**Extracted data:**
PR #2106, opened 2026-07-24
fix(deploy): gate ApplicationStop against legacy Capistrano tiers

amian-gsa:
## Problem

application_start.sh, after_install.sh, upload_assets_to_s3.sh, and validate_service.sh already skip on production's legacy Capistrano-managed tiers (`app`/`cron`) via `is_legacy_capistrano_tier()`. `application_stop.sh` was the one hook missing this gate — it unconditionally stopped Puma on every instance regardless of tier.

That asymmetry meant CodeDeploy unconditionally stopped Puma on legacy app/cron instances during every deploy, but `application_start.sh` correctly no-op'd and never restarted it — leaving Puma down until Capistrano's separate, later pipeline stage (`DeployAppWithCapistrano`) got around to restarting it via its own `Capistrano::Puma::Systemd` mechanism.

## Evidence

Confirmed in production on 2026-07-24: all 6 app instances went unhealthy simultaneously during a deploy (ALB `UnHealthyHostCount` peaked at 6), causing a ~4,000-request 5XX spike over roughly 10 minutes. The same-day deployment to staging (no legacy tier at all — all instances tagged app-green/crawler-green/cron-green) showed only brief, single-instance, non-overlapping outages (peak `UnHealthyHostCount` of 1, ~774 total 5XX), confirming the legacy-tier gate asymmetry as the root cause rather than anything code/deploy-artifact specific.

## Fix

Gating `ApplicationStop` here too makes Capistrano the sole owner of Puma's lifecycle on the legacy tier — CodeDeploy no longer touches it at all there, matching the pattern already used by the other three hooks.

## Verification

`bash -n cicd-scripts/application_stop.sh` — syntax valid.

Note: superseded PRs #2104/#2105 (which contained an earlier, separate fix for this branch) were already merged before this commit was pushed, so this is a fresh PR.

### DIFF
--- a/cicd-scripts/application_stop.sh
+++ b/cicd-scripts/application_stop.sh
@@ -1,6 +1,10 @@
 #!/bin/bash
 set -euo pipefail
 
+SCRIPT_DIR="$(cd "$(dirname "${BASH_SOURCE[0]:-$0}")" && pwd)"
+# shellcheck source=lib/tier_gate.sh
+source "$SCRIPT_DIR/lib/tier_gate.sh"
+
 if [ -f /home/search/.config/searchgov-codedeploy.env ]; then
   set -a
   # shellcheck disable=SC1090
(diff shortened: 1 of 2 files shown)


selfdanielj:
@amian-gsa these changes seem ok but should we also be gating `before_install.sh`??  i guess its not causing a problem but it is the only "new" one of these that isn't gated any longer, after this change

jayandra:
Good Callout @selfdanielj 👍 
I second on adding necessary gates to`before_install.sh` such that cap deployment and pipeline deployment would have different paths entirely.

amian-gsa:
> @amian-gsa these changes seem ok but should we also be gating `before_install.sh`?? i guess its not causing a problem but it is the only "new" one of these that isn't gated any longer, after this change

Good catch. Fixed.

jayandra (approved):
LGTM 🚀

**Your goal:** Please make an exact copy of the lines from the one holding "Note: superseded PRs" through the final line of the records above, nothing more.

**Exercise response:**
Note: superseded PRs #2104/#2105 (which contained an earlier, separate fix for this branch) were already merged before this commit was pushed, so this is a fresh PR.

### DIFF
--- a/cicd-scripts/application_stop.sh
+++ b/cicd-scripts/application_stop.sh
@@ -1,6 +1,10 @@
 #!/bin/bash
 set -euo pipefail
 
+SCRIPT_DIR="$(cd "$(dirname "${BASH_SOURCE[0]:-$0}")" && pwd)"
+# shellcheck source=lib/tier_gate.sh
+source "$SCRIPT_DIR/lib/tier_gate.sh"
+
 if [ -f /home/search/.config/searchgov-codedeploy.env ]; then
   set -a
   # shellcheck disable=SC1090
(diff shortened: 1 of 2 files shown)


selfdanielj:
@amian-gsa these changes seem ok but should we also be gating `before_install.sh`??  i guess its not causing a problem but it is the only "new" one of these that isn't gated any longer, after this change

jayandra:
Good Callout @selfdanielj 👍 
I second on adding necessary gates to`before_install.sh` such that cap deployment and pipeline deployment would have different paths entirely.

amian-gsa:
> @amian-gsa these changes seem ok but should we also be gating `before_install.sh`?? i guess its not causing a problem but it is the only "new" one of these that isn't gated any longer, after this change

Good catch. Fixed.

jayandra (approved):
LGTM 🚀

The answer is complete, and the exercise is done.